Stored items:
——

PR #1200, opened 2025-10-11
docs: add info box to indicate community resources cover mostly Tres v4

colinscz:
Added an info box to the awesome resources, which tells viewers that most of the resources listed still cover v4 and that we will add new awesome resources along the way.


colinscz:
@alvarosabu the CI for some reason is not executed/in status pending on this PR, even after rebasing on main. Not sure if you can see more on your sight 🤔

PR #1206, opened 2025-10-16
chore: add dependency review job to check for vulnerable packages

colinscz:
This PR introduces the dependency review check for all future pull requests. 

For now I went with the default configuration but happy for input if we want to do some adjustments to the default policies.

Information about the action: 
The dependency review action scans your pull requests for dependency changes, and will raise an error if any vulnerabilities or invalid licenses are being introduced. The action is supported by an [API endpoint](https://docs.github.com/en/rest/dependency-graph/dependency-review?apiVersion=2022-11-28) that diffs the dependencies between any two revisions on your default branch.

https://github.com/actions/dependency-review-action

### DIFF
--- a/apps/cientos-docs-vitepress/.vitepress/theme/components/BackdropDemo.vue
+++ b/apps/cientos-docs-vitepress/.vitepress/theme/components/BackdropDemo.vue
@@ -52,6 +52,7 @@ const { hasFinishLoading, progress } = await useProgress()
           :rotation="[0, 0.5, 0]"
           :position="[0, 0.4, 0]"
           :scale="0.5"
+          draco
         />
       </Suspense>
       <Backdrop
--- a/packages/cientos/playground/vue/src/pages/staging/StageDemo.vue
+++ b/packages/cientos/playground/vue/src/pages/staging/StageDemo.vue
@@ -1,14 +1,21 @@
-<script setup lang="ts">
-import { Grid, OrbitControls, Stage } from '@tresjs/cientos'
-import type { LoaderProto } from '@tresjs/core'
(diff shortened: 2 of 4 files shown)


.github/workflows/dependency-review.yml
```diff
@@ -0,0 +1,24 @@
...
+  contents: read
+
+jobs:
+  dependency-review:
+    runs-on: ubuntu-latest
+    steps:
+      - name: 'Checkout Repository'
+        uses: actions/checkout@08c6903cd8c0fde910a37f88322edcfb5dd907a8 # v5.0.0
+      - name: 'Dependency Review'
+        uses: actions/dependency-review-action@56339e523c0409420f6c2c9a2f4292bbb3c07dd3 # v4.8.0
```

——

> Task item
Where a line of the data contains "cover", copy that line.

> Reply
docs: add info box to indicate community resources cover mostly Tres v4
Added an info box to the awesome resources, which tells viewers that most of the resources listed still cover v4 and that we will add new awesome resources along the way.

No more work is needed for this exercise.